* _Data under study_
*** Block opens ***

PR #8198, opened 2023-05-30
Brace rework

Humonitarian:
## About The Pull Request

Removes Kegdo brace, implements stationary bracing.

Recoil is massively reduced while shooting without movement, scaling with the size of your gun.
Recoil provides a slowdown, but guns no longer stun your movement.

Bipods now activate when stationary.

Includes balance patch to Takeshi as it made such an easily avaliable item way too powerful out-of-the-box.

## Why It's Good For The Game

More accuracy, more combat depth.

## Testing

I shot a variety of guns, ran around while holding them. Worked fine.

Major balance changes, live testing required.

## Changelog
:cl:
del: Removed bracing on tables
fix: Foregrip gives foregrip modifier
balance: Standing still improves accuracy when shooting, especially with larger guns
del: Removed recoil gained from movement
balance: Shooting guns no longer stuns your movement
balance: Recoil provides a scaling slowdown
balance: Takeshi stats nerfed, LMG recoil increased
/:cl:

### DIFF
--- a/cev_eris.dme
+++ b/cev_eris.dme
@@ -1935,7 +1935,6 @@
 #include "code\modules\mob\living\carbon\human\human_movement.dm"
 #include "code\modules\mob\living\carbon\human\human_organs.dm"
 #include "code\modules\mob\living\carbon\human\human_powers.dm"
-#include "code\modules\mob\living\carbon\human\human_recoil.dm"
 #include "code\modules\mob\living\carbon\human\human_species.dm"
 #include "code\modules\mob\living\carbon\human\inventory.dm"
 #include "code\modules\mob\living\carbon\human\life.dm"
--- a/code/__DEFINES/weapons.dm
+++ b/code/__DEFINES/weapons.dm
@@ -99,10 +99,11 @@
 
 #define VIG_OVERCHARGE_GEN 0.05
 
-#define EMBEDDED_RECOIL(x)     list(1.3 *x, 0  *x, 0  *x )
-#define HANDGUN_RECOIL(x)      list(1.15*x, 0.1*x, 0.6*x )
-#define SMG_RECOIL(x)          list(1   *x, 0.2*x, 1.2*x )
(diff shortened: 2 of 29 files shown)


Faryaa:
As we have a separate HUD button for holding weapons with both hands - why won't we have a separate button for bracing? Which would brace your weapon on nearby suitable surface and prevent movement untill you unbrace (or move on Help or Harm intent specifically)

Humonitarian:
> As we have a separate HUD button for holding weapons with both hands - why won't we have a separate button for bracing? Which would brace your weapon on nearby suitable surface and prevent movement untill you unbrace (or move on Help or Harm intent specifically)

Bracing is gonna be based on standing still, rather than aiming

Humonitarian:
> With this PR, it is possible for the recoil stacked from going full dakka to hamper the user's movement so much that they will be on equal speed terms with T*keshi players.


There was a bug that prevented FA weapons from run and gunning. I fixed that, but as it involves the removal of a key slowdown mechanic, I replaced that with the slowdown you see.

> A solution to this would be to make a simple size/caliber check for guns in **both** hands; if the caliber is low enough, like .35 or .25, the recoil slowdown would be either much less, or completely ignored.

It does scale with how big the weapon is. An SMG provides much less slowdown than a battle rifle.

> Same for melee, if this applies to every item and not only guns. This would also render cheesing Tak*shi by shooting and then switching to offhand to ignore gun-slowdown impossible.

Anything that isn't a gun provides the same slowdown as being emptyhanded, which is a fraction of what most guns have.
Emptyhanded -> least slowdown
HMG -> most slowdown



Overall your criticism is valuable, though testing on the testserver would give us a much more clear picture, as I could only test on local so far.

ValoTheValo:
honestly just kill bracing, no further changes needed. it was a salt mechanic that was terribly implemented

hyperioo (approved):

*** Block closes ***

* _Problem requirements_
Write the entries out again in full, exactly as they appear above.

* _Answer for this exercise_
PR #8198, opened 2023-05-30
Brace rework

Humonitarian:
## About The Pull Request

Removes Kegdo brace, implements stationary bracing.

Recoil is massively reduced while shooting without movement, scaling with the size of your gun.
Recoil provides a slowdown, but guns no longer stun your movement.

Bipods now activate when stationary.

Includes balance patch to Takeshi as it made such an easily avaliable item way too powerful out-of-the-box.

## Why It's Good For The Game

More accuracy, more combat depth.

## Testing

I shot a variety of guns, ran around while holding them. Worked fine.

Major balance changes, live testing required.

## Changelog
:cl:
del: Removed bracing on tables
fix: Foregrip gives foregrip modifier
balance: Standing still improves accuracy when shooting, especially with larger guns
del: Removed recoil gained from movement
balance: Shooting guns no longer stuns your movement
balance: Recoil provides a scaling slowdown
balance: Takeshi stats nerfed, LMG recoil increased
/:cl:

### DIFF
--- a/cev_eris.dme
+++ b/cev_eris.dme
@@ -1935,7 +1935,6 @@
 #include "code\modules\mob\living\carbon\human\human_movement.dm"
 #include "code\modules\mob\living\carbon\human\human_organs.dm"
 #include "code\modules\mob\living\carbon\human\human_powers.dm"
-#include "code\modules\mob\living\carbon\human\human_recoil.dm"
 #include "code\modules\mob\living\carbon\human\human_species.dm"
 #include "code\modules\mob\living\carbon\human\inventory.dm"
 #include "code\modules\mob\living\carbon\human\life.dm"
--- a/code/__DEFINES/weapons.dm
+++ b/code/__DEFINES/weapons.dm
@@ -99,10 +99,11 @@
 
 #define VIG_OVERCHARGE_GEN 0.05
 
-#define EMBEDDED_RECOIL(x)     list(1.3 *x, 0  *x, 0  *x )
-#define HANDGUN_RECOIL(x)      list(1.15*x, 0.1*x, 0.6*x )
-#define SMG_RECOIL(x)          list(1   *x, 0.2*x, 1.2*x )
(diff shortened: 2 of 29 files shown)


Faryaa:
As we have a separate HUD button for holding weapons with both hands - why won't we have a separate button for bracing? Which would brace your weapon on nearby suitable surface and prevent movement untill you unbrace (or move on Help or Harm intent specifically)

Humonitarian:
> As we have a separate HUD button for holding weapons with both hands - why won't we have a separate button for bracing? Which would brace your weapon on nearby suitable surface and prevent movement untill you unbrace (or move on Help or Harm intent specifically)

Bracing is gonna be based on standing still, rather than aiming

Humonitarian:
> With this PR, it is possible for the recoil stacked from going full dakka to hamper the user's movement so much that they will be on equal speed terms with T*keshi players.


There was a bug that prevented FA weapons from run and gunning. I fixed that, but as it involves the removal of a key slowdown mechanic, I replaced that with the slowdown you see.

> A solution to this would be to make a simple size/caliber check for guns in **both** hands; if the caliber is low enough, like .35 or .25, the recoil slowdown would be either much less, or completely ignored.

It does scale with how big the weapon is. An SMG provides much less slowdown than a battle rifle.

> Same for melee, if this applies to every item and not only guns. This would also render cheesing Tak*shi by shooting and then switching to offhand to ignore gun-slowdown impossible.

Anything that isn't a gun provides the same slowdown as being emptyhanded, which is a fraction of what most guns have.
Emptyhanded -> least slowdown
HMG -> most slowdown



Overall your criticism is valuable, though testing on the testserver would give us a much more clear picture, as I could only test on local so far.

ValoTheValo:
honestly just kill bracing, no further changes needed. it was a salt mechanic that was terribly implemented

hyperioo (approved):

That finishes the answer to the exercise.